ENABLE: Updated efficacy and safety results of ELVN-001, a novel selective ATP-competitive inhibitor of BCR::ABL1 in patients with previously treated CP-CML

Speaker: Dennis Kim (Toronto)

“Encouraging MMR rates were observed even in heavily pre-treated patients and after asciminib failure.” – Dennis Kim

Key points: 

• Highly selective next-generation inhibitor: ELVN-001 is a highly selective ATP-competitive inhibitor of BCR::ABL1 that minimizes off-target kinase inhibition. Its unique binding properties may help reduce toxicities associated with currently available TKIs and offer activity against several resistance mutations, including those emerging after allosteric inhibition.

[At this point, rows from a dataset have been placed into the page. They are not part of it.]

PR #55, opened 2020-07-07
Remove flag dependency #17.

ekes:
* Relies on published status to not/display in view.
 * Moves responsibility for unpublishing other alerts to the entity save.
 * Code for save, and form moved to the custom entity and form code rather than hooks.

Follow-up still to do:

For now the 'published' checkbox is shown on the entity form.
This requires 'confirmation' and/or an action on the action admin entity list form.


ekes:
Looks like it'll need a merge already. So the sooner this commit goes in, can then continue with the confirmation step part. I'll sort the merge conflict in a moment.

ekes:
OK so that removes the field from the newly reincluded admin view too, but will be updated with the confirmation publish action.

andybroomfield:
@ekes is the removal of the column to say which banner is live intentional? I know thats where the flag was. I think we still need a column in the admin view to show which banner is currently live.

ekes:
Yes because it was working on the flag to define if it was live rather than if it's published. Need to update this view to - publish rather than flag - add confirmation - and display.

andybroomfield:
Ok, do you mind if I add an extra field for now just to display it? Then this should be good to go.
Screenshot 2020-07-07 at 10 03 35 am

ekes:
Sure makes sense if it's running on the published status.

Issue #65, opened 2020-07-08
Update paths for Add / Edit operations


ekes:
> I notices the path includes .../entity-type/bundle/id (bundle not being necessary and actually being a bit confusing on breadcrumb to path); 
> but more important shouldn't the path of the view list be the same as the one created for the collection-list to override it? Or is there a plan to put it somewhere/change the collection-list path?

andybroomfield:
Should follow the same pattern as nodes and live under the alert banners admin view path.
/admin/content/alert-banners/[bundle]/[id]/[operation]
eg.
/admin/content/alert-banners/add
/admin/content/alert-banners/add/localgov-alert-banner/
/admin/content/alert-banners/localgov-alert-banner/1
/admin/content/alert-banners/localgov-alert-banner/1/edit 
etc...

ekes:
The node pattern is:-

/node/[bundle]/add
but once it exists it's
/node/[id]/[operation]
The admin collection-list being
/admin/content
The non-admin collection is
/node

As this is 'content' and it's not content with a non-admin stand-alone view mode:

admin collection-list:
/admin/content/alert-banners
individual view:
/admin/content/alert-banners/[id]
operations:
/admin/content/alert-banners/[id]/[operation]
add types list:
/admin/content/alert-banners/add
add:
/admin/content/alert-banners/add/[bundle]

This is the same pattern as the stand alone (also admin view) 'paragraphs' does.

It also avoids using the partial path part /admin/content/alert-banners/[bundle] which doesn't actually have anything on it. Unless you plan to have separate lists of content for each bundle.

(and the node-type pattern is collection /admin/structure/types ; /admin/structure/types/add; /admin/structure/types/[bundle]/[operation])

andybroomfield:
@ekes Ok, that makes more sense I guess. I don't think many sites will have different bundles so they could just have a filter in the admin view to sort types (How content dashboards work will be another issue I'll raise on main localgov projects).

I'm happy with the above pattern, basically copy what nodes does but sit under the admin dashboard path.

PR #68, opened 2020-07-09
Feature/56 confirmation

ekes:
Adds the confirmation page.
Adds link to the admin list view.

Also moves the block to optional config. As it can be installed without the theme (allows tests to run without the theme, and it is possible to install separately and place the block).
Also changes the admin list path to /admin/contents/alert-banner in line with the rest of the other paths #65 (and actually now too)


ekes:
> The confirmation does not appear if you tick the publish box on the edit form of the entity. This is the same behaviour as before when using flag, would it be possible in the future to have it redirect to the confimration page when ticking that box?

I was expecting more that you'd remove the published checkbox from the form; and if there is no destination on form submission (the likely other destination is the view list) redirect to the status (make live) page.

> Its currently doing a page redirect, assume the modal version will come in a later PR?

If it's still desired to make it modal rather than a url that can be added to the link in the view. Obviously it's still actually now a form and a tab on the entity itself as well.

> The paths use underscores in the name and not hypens, is that the drupal way?

The only path this adds is `{entity.canonical}/status` the status-form for changing the published state. I think all the paths with underscores (this the additional `localgov_alert_banner` bit of the paths?) are part of my motivation for making #65

andybroomfield:
@ekes Thanks, more my miusunderstanding as to what is in this PR.
I'm happy for this to be merged and the paths be picked up as a new PR in that case.
And a new issue for the modal / if we should remove publish from the form (I'd prefer to keep it there as emergency publishers may be needing to write these banners in an emergency, but can be discussed the best implementation).

ekes:
> And a new issue for the modal / if we should remove publish from the form (I'd prefer to keep it there as emergency publishers may be needing to write these banners in an emergency, but can be discussed the best implementation).

The flow for creation of banners would become.

Go direct to the create form. 
Submit. 
Get redirected to {banner-path}/status where you get a preview and asked if you want to 'set this live?'

Otherwise you are on the list of banners. Where there are the 'set this live' 'remove this' links on existing banners. And the linkt to create new, flow above.

PR #1012, opened 2022-04-27
Repaired robot

Yaroslav-Kononenko:


Anna-Tkachenko (changes requested):
So many iterations...if you have an object with 100 properties, your code should make 100 + 100 + 100 + (100 * 100) + (100 * 100) + 100 iterations (check all iterations in your code)

Let's optimize it, this task can be completed using only one object iteration, only one cycle 🙂

src/inverseRobot.js
```diff
@@ -24,7 +24,36 @@
  * @return {object}
  */
 function inverseRobot(robot) {
-  // write code here
+  const values = Object.keys(robot);
+  const keys = Object.values(robot);
+  const repairStats = {};
+
+  for (let j = 0; j < values.length; j++) {
+    let sumk = 0;
```
valerii-derkach, line 32: it is not understandable what do the variables mean: sumk, sumv, ch. Use more understandable names

valerii-derkach (changes requested):

Anna-Tkachenko (approved):
⭐️

PR #1016, opened 2022-04-28
Solved inverseRobot task

dellachaise:


v-vytrykush (commented):
Good job!

src/inverseRobot.js
```diff
@@ -24,7 +24,23 @@
  * @return {object}
  */
 function inverseRobot(robot) {
-  // write code here
+  const robotValues = Object.values(robot);
+
+  for (const value of robotValues) {
+    if (robotValues.indexOf(value) !== robotValues.lastIndexOf(value)) {
```
Denchepornyuk, line 30: use `for in` loop and remove robotValues variable
also, use `hasOwnProperty` instead of `indexOf` and `lastIndexOf`

src/inverseRobot.js
```diff
@@ -24,7 +24,23 @@
...
+  }
+
+  const inversedRobot = {};
+
+  for (const key in robot) {
+    const currentValue = robot[key];
+
+    inversedRobot[currentValue] = key;
+  }
+
```
Denchepornyuk, line 42: you can move these code to the first loop and remove this loop

Denchepornyuk (changes requested):

PR #1018, opened 2022-04-28
inverseRobot

volodya-leskiv:


src/inverseRobot.js
```diff
@@ -23,8 +23,18 @@
  *
  * @return {object}
  */
+
 function inverseRobot(robot) {
-  // write code here
+  const res = {};
```
Anna-Tkachenko, line 28: What is res? Create more meaningful variable name

Anna-Tkachenko (approved):

PR #1019, opened 2022-04-28
Develop

frontend112:


src/inverseRobot.js
```diff
@@ -24,7 +24,34 @@
  * @return {object}
  */
 function inverseRobot(robot) {
-  // write code here
+  if (Object.keys(robot).length === 0) {
+    return {};
+  }
```
meforoma, line 29: it's actually much simpler - just declare a blank object variable, say `newRobot = {}`
and you return it from the function - so if no changes will happen it remains a blank object.

And you can fill that object with a `for ( ... in ... )` loop - check if your newRobot hasOwnProperty of an original robot:
- `robot[key]` - should become a key,
- and a `key` - should become a value

meforoma (changes requested):

src/inverseRobot.js
```diff
@@ -24,7 +24,23 @@
  * @return {object}
  */
 function inverseRobot(robot) {
-  // write code here
+  const newRobots = {};
+
+  for (const key in robot) {
+    const value = robot[key];
+
+    if (value.toString().indexOf(' ') > -1 || newRobots.hasOwnProperty(value)) {
```
ihor-jpeg, line 32: I'm not sure what this part does. Let's make it more self explanatory

ihor-jpeg (changes requested):

src/inverseRobot.js
```diff
@@ -24,7 +24,23 @@
...
+    if (newRobots.hasOwnProperty(value)) {
+      return null;
+    }
+
+    newRobots[value] = key;
+  }
+
+  if (newRobots === {}) {
+    return null;
+  }
```
ihor-jpeg, line 41: in what case will this return true?

ihor-jpeg (changes requested):

meforoma (approved):

PR #1022, opened 2022-04-30
solution

Ihor-Pavlenko:


src/inverseRobot.js
```diff
@@ -24,7 +24,19 @@
  * @return {object}
  */
 function inverseRobot(robot) {
-  // write code here
+  const ret = {};
```
ArtemTopolskyi, line 27: bad variable name

ArtemTopolskyi (approved):
interesting solution

PR #1032, opened 2022-05-08
solution

vinnibea:


src/inverseRobot.js
```diff
@@ -25,6 +25,20 @@
  */
 function inverseRobot(robot) {
   // write code here
+  const keys = Object.values(robot);
+  const values = Object.keys(robot);
+  const newRobot = {};
+  const len = keys.length;
+
+  for (let i = 0; i < len; i++) {
```
illiarerun, line 33: Do you really need index here? You could've used `for ... in` loop

src/inverseRobot.js
```diff
@@ -25,6 +25,20 @@
  */
 function inverseRobot(robot) {
   // write code here
+  const keys = Object.values(robot);
+  const values = Object.keys(robot);
+  const newRobot = {};
+  const len = keys.length;
```
illiarerun, line 31: Overkill
```suggestion
```

src/inverseRobot.js
```diff
@@ -25,6 +25,20 @@
...
+
+  for (let i = 0; i < len; i++) {
+    if (keys.slice(i + 1, keys.length).includes(keys[i])) {
```
illiarerun, line 34: Same here, that's an overkill, use Object methods to check if object has such property, [Checklist](https://github.com/mate-academy/js_inverse_robot/blob/master/checklist.md) 2nd item

src/inverseRobot.js
```diff
@@ -25,6 +25,20 @@
...
+      return null;
+    } else {
+      newRobot[keys[i]] = values[i];
+    }
```
illiarerun, line 38: You don't need else here

illiarerun (changes requested):
Nice start, now let's work on some fixes:

src/inverseRobot.js
vinnibea: Got it)

src/inverseRobot.js
```diff
@@ -25,6 +25,19 @@
  */
 function inverseRobot(robot) {
   // write code here
+  const keys = Object.values(robot);
+  const values = Object.keys(robot);
+  const newRobot = {};
+
+  for (const key in keys) {
```
illiarerun, line 32: use `for ... of` for arrays, that way you'll get a key value, not it's index

illiarerun (changes requested):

• Favourable safety and tolerability profile: Longer-term follow-up confirmed a favourable safety profile, with only around 6% of patients discontinuing treatment because of adverse events. Rates of arterial occlusive events were low, and no new safety concerns emerged despite treatment in a heavily pre-treated population.
• Encouraging efficacy in heavily pre-treated patients: Among patients who had not achieved MMR prior to ELVN-001 treatment, 48% attained MMR, while all patients who entered the study with MMR maintained their response. Responses occurred rapidly, with many patients achieving MMR within the first 24 weeks of therapy.

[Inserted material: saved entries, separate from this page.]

PR #1052, opened 2022-05-27
task done

Samaev:


src/inverseRobot.js
```diff
@@ -23,8 +23,53 @@
  *
  * @return {object}
  */
+
 function inverseRobot(robot) {
-  // write code here
+  if (!robot) {
+    return {};
+  }
```
illiarerun, line 30: `@param {object} robot`

I guess it's a bit of an overkill, but anyway, GJ

src/inverseRobot.js
```diff
@@ -23,8 +23,53 @@
...
+
+  const keys = Object.keys(robot).reverse();
+  const values = Object.values(robot).reverse();
+  const tem = {};
```
illiarerun, line 34: what is tem? use proper names for variables

src/inverseRobot.js
```diff
@@ -23,8 +23,53 @@
...
  */
+
 function inverseRobot(robot) {
-  // write code here
+  if (!robot) {
+    return {};
+  }
+
+  const keys = Object.keys(robot).reverse();
+  const values = Object.values(robot).reverse();
```
illiarerun, line 33: why do you reverse these?

src/inverseRobot.js
```diff
@@ -23,8 +23,53 @@
...
+      return null;
+    }
+  }
+
+  if (keys.length !== values.length) {
+    return null;
+  }
+
+  for (let i = 0; i < keys.length; i++) {
+    tem[values[i]] = keys[i];
```
illiarerun, line 69: That's too much for such a simple task, try to work around `for ... in` loop and go through [checklist](https://github.com/mate-academy/js_inverse_robot/blob/master/checklist.md), it may help

illiarerun (changes requested):
Nice start, but let's fix your solution:

src/inverseRobot.js
Samaev: now I know about params)
deleted this

src/inverseRobot.js
Samaev: that was temporary in my minds.. changed already

src/inverseRobot.js
Samaev: resulted array with items was reversed,  was thinking that tests won`t pass,
but any way - I found a shorter solution

src/inverseRobot.js
Samaev: OMG, I was young and stu....
now I guess can make shorter

illiarerun (approved):

PR #1057, opened 2022-06-01
Inverse Robot

VolodymyrShymanskyi:


src/inverseRobot.js
```diff
@@ -24,7 +24,17 @@
  * @return {object}
  */
 function inverseRobot(robot) {
-  // write code here
+  let result = {};
+
+  for (const [key, velue] of Object.entries(robot)) {
+    result[velue] = key;
```
aliceblunt8, line 30:
```suggestion
    if (!result[value]) {
      result[value] = key;
    } else {
      return null;
    }
```

src/inverseRobot.js
```diff
@@ -24,7 +24,17 @@
...
+  }
+
+  if (Object.keys(result).length !== Object.keys(robot).length) {
+    result = null;
+  }
```
aliceblunt8, line 35: then you can remove this if-block

aliceblunt8 (changes requested):

VolodymyrShymanskyi:
Changes were made

aliceblunt8 (approved):

PR #1060, opened 2022-06-01
Solution

ik-web:


src/inverseRobot.js
```diff
@@ -24,7 +24,16 @@
  * @return {object}
  */
 function inverseRobot(robot) {
-  // write code here
+  for (const key in robot) {
+    if (!robot[robot[key]]) {
```
illiarerun, line 28: [Checklist](https://github.com/mate-academy/js_inverse_robot/blob/master/checklist.md) 2nd item, what if value contains falsy value? empty string, null, false, etc. Try to fix your check

src/inverseRobot.js
```diff
@@ -24,7 +24,16 @@
...
+      robot[robot[key]] = key;
+      delete robot[key];
+    } else {
+      return null;
+    }
```
illiarerun, line 33: You can invert your condition to avoid using `else` construction

src/inverseRobot.js
```diff
@@ -24,7 +24,16 @@
  * @return {object}
  */
 function inverseRobot(robot) {
-  // write code here
+  for (const key in robot) {
+    if (!robot[robot[key]]) {
+      robot[robot[key]] = key;
+      delete robot[key];
```
illiarerun, line 30: you should never modify function arguments!
And also this action is redundant
```suggestion
```

illiarerun (changes requested):
Nice star, now let's work on fixes:

src/inverseRobot.js
ik-web: Fixed

src/inverseRobot.js
ik-web: Fixed

src/inverseRobot.js
```diff
@@ -24,7 +24,17 @@
  * @return {object}
  */
 function inverseRobot(robot) {
-  // write code here
+  const newRobot = {};
+
+  for (const key in robot) {
+    if (newRobot.hasOwnProperty([robot[key]])) {
```

jstmpelowycz (changes requested):

src/inverseRobot.js
ik-web: Fixed

jstmpelowycz (approved):
LGTM!

PR #1063, opened 2022-06-02
solved

mflkvsk:


src/inverseRobot.js
```diff
@@ -24,7 +24,19 @@
...
 function inverseRobot(robot) {
-  // write code here
+  const robotNew = {};
+
+  for (const key in robot) {
+    if (robotNew[robot[key]]) {
+      return null;
+    }
+
+    if (!robotNew[robot[key]]) {
```
illiarerun, line 34: [Checklist](https://github.com/mate-academy/js_inverse_robot/blob/master/checklist.md) 2nd item, what if value contains falsy value? empty string, null, false, etc. Try to fix your check

illiarerun (changes requested):
Nice start, now let's work on one little fix:

src/inverseRobot.js
illiarerun, line 34: And do you really need this check after previous one?

src/inverseRobot.js
```diff
@@ -24,7 +24,17 @@
  * @return {object}
  */
 function inverseRobot(robot) {
-  // write code here
+  const robotNew = {};
+
+  for (const key in robot) {
+    if (robotNew.hasOwnProperty(robot[key])) {
```

illiarerun (approved):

• Deep molecular responses continued to develop: At week 24, approximately 30% of patients receiving the biologically active 80 mg once-daily dose achieved MR4. Molecular responses were either maintained or improved over time, with no evidence of worsening response during treatment.

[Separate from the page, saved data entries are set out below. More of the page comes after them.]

PR #1069, opened 2022-06-05
Solution

ghost:
Solution  Inverse Robot

### DIFF
--- a/src/inverseRobot.js
+++ b/src/inverseRobot.js
@@ -24,7 +24,17 @@
  * @return {object}
  */
 function inverseRobot(robot) {
-  // write code here
+  const inverseSettings = {};
+
+  for (const key in robot) {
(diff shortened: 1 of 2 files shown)


vsupruniuk (approved):

src/inverseRobot.js
```diff
@@ -24,7 +24,17 @@
...
-  // write code here
+  const inverseSettings = {};
+
+  for (const key in robot) {
+    inverseSettings[robot[key]] = key;
+  }
+
+  if (Object.keys(robot).length !== Object.keys(inverseSettings).length) {
+    return null;
+  }
```
jstmpelowycz, line 35: I'd say it's not much obvious, but still an interesting solution

jstmpelowycz (approved):

PR #1510, opened 2020-10-16
Move link checker to separate Workflow

philrz:
(This is equivalent to what just merged in https://github.com/brimsec/brim/pull/1153.)

The automation for the link checker has been doing its job insofar as it's noticed when external links go bad or act flaky. However, it's also been correctly noted that having it run as a Job in the same Action with the rest of ci.yml can be troublesome, since it makes it more difficult to debug when there's link problems at the same time as legit code breakages, or CI infra instability.

To address this, here we break out the link checker to its own separate Actions Workflow.

### DIFF
--- a/.github/workflows/linkcheck.yml
+++ b/.github/workflows/linkcheck.yml
@@ -1,0 +1,14 @@
+name: Link checker
+
+on:
+  pull_request:
+  push:
+    branches:
+      - master
+
+jobs:
+  markdown-link-check:
+    runs-on: ubuntu-latest
+    steps:
+    - uses: actions/checkout@v1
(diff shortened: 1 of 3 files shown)


.github/workflows/linkcheck.yml
```diff
@@ -0,0 +1,14 @@
+name: Link checker
```
nwt, line 1:
```suggestion
name: Markdown link check
```
And name the file markdown-link-check.yaml.

nwt (approved):

.github/workflows/linkcheck.yml
philrz: @nwt: Ok, changes made.

PR #1521, opened 2020-10-19
Fix intermittent zqd system test failure

mattnibs:
Intermittent bug came from an issue in the brimsec minio fork where
the portfile would be written before the minio service was ready to
receive requests. This has been solved here in https://github.com/brimsec/minio/pull/2,
bump minio to current version.

Also:
- Echo zqd/minio logs on wait file fail.

### DIFF
--- a/ztests/suite/zqd/services.sh
+++ b/ztests/suite/zqd/services.sh
@@ -6,7 +6,11 @@ function awaitfile {
   until [ -f $file ]; do
     let i+=1
     if [ $i -gt 5 ]; then
-      echo "timed out waiting for file \"$file\" to appear"
+      echo "timed out waiting for file \"$file\" to appear\n"
+      echo "minio log:\n"
+      cat minio.log
+      echo "zqd log:\n"
+      cat zqd.log
       exit 1
     fi
     sleep 1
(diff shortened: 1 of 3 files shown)


ztests/suite/zqd/services.sh
```diff
@@ -6,7 +6,11 @@ function awaitfile {
   until [ -f $file ]; do
     let i+=1
     if [ $i -gt 5 ]; then
-      echo "timed out waiting for file \"$file\" to appear"
+      echo "timed out waiting for file \"$file\" to appear\n"
+      echo "minio log:\n"
+      cat minio.log
+      echo "zqd log:\n"
+      cat zqd.log
```
nwt, line 13: The echo command already emits one newline. Are you sure you want to add another one inside these strings?

mattnibs: whoops

mattnibs, line 13:
```suggestion
      echo "timed out waiting for file \"$file\" to appear"
      echo "minio log:"
      cat minio.log
      echo "zqd log:"
      cat zqd.log
```

alfred-landrum (approved):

• Activity after asciminib failure: ELVN-001 demonstrated clinically meaningful activity in patients previously treated with asciminib. MMR rates reached 67% in patients who had failed asciminib after one or two prior lines of therapy and remained approximately 33% even in patients who had received asciminib in later treatment lines.
• Advancing towards Phase 3 development: Based on safety, pharmacokinetic and pharmacodynamic analyses, 80 mg once daily was selected as the optimal biological dose. The pivotal Phase 3 ENABLE-2 study is expected to begin in the second half of 2026.